My first (failed) attempt tagged variables as hopeless (any note mentioning these
variables’ types would then be muffled). I forgot why I couldn’t make it
work, but I believe it’s because invisible copies are very common, so that
transforms manipulated lvars that were mere untagged copies of the tagged
variable.
Luckily, we have a well-established mechanism to make properties flow across copies: the type (propagation) system. Again, my first attempt was to create a type for hopelessly vague types. However, types must implement all three set operations (negation, intersection and union), and making that work with such an ad hoc type wasn’t an attractive prospect.
This is where type lower bounds come in. In CL, types, as exposed through
declarations, are always upper bounds: they are treated as conservative
approximations of the set of values the annotated form, variable, etc. can take. The
conservativeness is necessary because the exact static type is generally undecidable.
In other words, the meaning of (the integer x) is that x can evaluate to
any integer; it could actually only ever evaluate to a fixnum (or any other
subset of integers), which is what the note in the original example asks
for.
If we had a way to also denote lower bounds (e.g. that x can take (not fixnum)

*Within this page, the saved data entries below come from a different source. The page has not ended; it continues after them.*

Issue #8923, opened 2016-09-20
DelegatingFuture broken


pveentjer:
We need to get rid of this class for the same reasons this ClientDelegatingFuture needs to be removed.

See
https://github.com/hazelcast/hazelcast/issues/8127

PR #8925, opened 2016-09-20
Clean up DelegatingFuture

pveentjer:
gets rid of the locking and most of the complex logic.

fixes https://github.com/hazelcast/hazelcast/issues/8923

### DIFF
--- a/hazelcast/src/main/java/com/hazelcast/util/executor/DelegatingFuture.java
+++ b/hazelcast/src/main/java/com/hazelcast/util/executor/DelegatingFuture.java
@@ -20,103 +20,109 @@ import com.hazelcast.core.ExecutionCallback;
 import com.hazelcast.core.ICompletableFuture;
 import com.hazelcast.internal.serialization.InternalSerializationService;
 import com.hazelcast.nio.serialization.Data;
+import com.hazelcast.spi.InternalCompletableFuture;
 import com.hazelcast.spi.serialization.SerializationService;
-import com.hazelcast.util.ExceptionUtil;
-import edu.umd.cs.findbugs.annotations.SuppressFBWarnings;
 
-import java.util.concurrent.CancellationException;
 import java.util.concurrent.ExecutionException;
 import java.util.concurrent.Executor;
 import java.util.concurrent.TimeUnit;
 import java.util.concurrent.TimeoutException;
+import java.util.concurrent.atomic.AtomicReferenceFieldUpdater;
 
-public class DelegatingFuture<V> implements ICompletableFuture<V> {
+/**
+ * A {@link InternalCompletableFuture} implementation that delegates the real logic to an underlying
+ * {@link InternalCompletableFuture} and decorates it with additional behavior:
+ * <ol>
+ * <li>change the returned value by setting the result</li>
+ * <li>always deserializing the content</li>
+ * <li>caching the deserialized content so that a deserialization only happens once. This should be used with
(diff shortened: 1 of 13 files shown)


hazelcast/src/test/java/com/hazelcast/util/executor/CancellableDelegatingFutureTest.java
```diff
@@ -35,17 +34,15 @@ public void testInnerFutureThrowsCancellationExceptionWhenOuterFutureIsCancelled
             try {
                 future.getFuture().get();
                 fail();
-            } catch (ExecutionException expected) {
-                assertTrue(expected.getCause() instanceof CancellationException);
+            } catch (CancellationException expected) {
```
vbekiaris: A minor thing, one could also use the `ExpectedException` rule style here.

hazelcast/src/main/java/com/hazelcast/util/executor/DelegatingFuture.java
```diff
@@ -20,103 +20,109 @@
...
 
-import java.util.concurrent.CancellationException;
 import java.util.concurrent.ExecutionException;
 import java.util.concurrent.Executor;
 import java.util.concurrent.TimeUnit;
 import java.util.concurrent.TimeoutException;
+import java.util.concurrent.atomic.AtomicReferenceFieldUpdater;
+
+/**
+ * A {@link InternalCompletableFuture} implementation that implement the real logic to an underlying
```
vbekiaris: "delegates" instead of "implement"?

hazelcast/src/test/java/com/hazelcast/util/executor/CancellableDelegatingFutureTest.java
pveentjer: Can you point to an example? I never did something with the rules.

pveentjer: I'm failing to see how this improves readability.

pveentjer: Ok.. it is a bit shorter:

```
  @Test
    public void testInnerFutureThrowsCancellationExceptionWhenOuterFutureIsCancelled() throws Exception {
        final TestHazelcastInstanceFactory factory = createHazelcastInstanceFactory(1);
        final HazelcastInstance instance = factory.newHazelcastInstance();
        IExecutorService executorService = instance.getExecutorService(randomString());
        final CompletesOnInterruptionCallable callable = new CompletesOnInterruptionCallable();
        final DelegatingFuture<Boolean> future = (DelegatingFuture<Boolean>) executorService.submit(callable);

        if (future.cancel(true)) {
            expected.expect(CancellationException.class);
            future.getFuture().get();
        }
    }
```

Donnerbart: You can e.g. match for the root cause if you have nested exceptions (just search for the usage of  `RootCauseMatcher`). Or you can match on exception messages (which is not nice, but if it's necessary you can do it).

vbekiaris: Right, plus the check is localized with the invocation that should throw the exception instead of a blanket `@Test(expected = Exception.class)` (this is not the case here, but in terms of general usefulness).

values) on the exact static type of forms, compiler notes could be tested
against these lower bounds to determine when the programmer knows that
the declared or derived type cannot be improved enough for a transform
to fire. In the original example, this would amount to declaring that x’s
exact static type is between fixnum (exclusively) and integer (inclusively),
or, equivalently, that x will always be an integer, and will sometimes not
be a fixnum. The note is then obviously moot, and can be muffled by the
compiler.
Unlike ad hoc “hopeless” types, intersection and union of lower bound types (really, range of types, since lower bound types are always accompanied by an upper bound) are straightforward and theoretically sound. The only issue is with type negation. Since this is all for convenience, I decided to just punt and drop the lower bound before negating.

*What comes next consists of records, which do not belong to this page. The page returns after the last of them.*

PR #8927, opened 2016-09-21
Fix expected memory costs in tests

vbekiaris:
The expected memory costs in test code were previously calculated assuming compressed oops is enabled (or a 32-bit JVM). These have now been updated to take into account the JVM reference cost in bytes as estimated by `JVMUtil`.

Fixes #8908 and #8909

PR #8928, opened 2016-09-21
[BACKPORT] Fix expected memory costs in tests

vbekiaris:
Backport of #8927 , updates expected memory costs taking into account the reference cost in bytes in the current JVM.


hazelcast/src/test/java/com/hazelcast/map/SizeEstimatorTest.java
```diff
@@ -48,7 +49,8 @@ public void smoke() throws InterruptedException {
 
     @Test
     public void testSinglePut() throws InterruptedException {
-        long expectedPerEntryHeapCost = 156L;
```
mmedenjak: Backport the explanations for the magic numbers, otherwise it's ok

The branch, as pushed on repo.or.cz, seems to be working. In order to keep
changes to a minimum, regular types are treated as having an implicit lower bound of
nil, and range types (with a non-trivial lower bound) are aggressively converted to
regular types. This gives the muffling effect for some interesting simple cases, and
reverts to the old behaviour very quickly. There are probably hidden bugs (both in
the code and in the design), but since they could only be triggered by using the
extension, I’m not too worried.
N.B. This isn’t actually useful for compilation speed
I originally thought type lower bounds could be useful to improve compilation speed: by keeping around both lower and upper bounds, we are able to overapproximate types even in the presence of type negation. Once I implemented a quick prototype, ir1-widening, I realised we don’t need lower bounds at all: we only have to make sure we only ever approximate types once we’re sure they’ll never be negated. Actually, what would be even more useful is a way to compute approximate unions and intersections quickly, instead of widening types after the fact.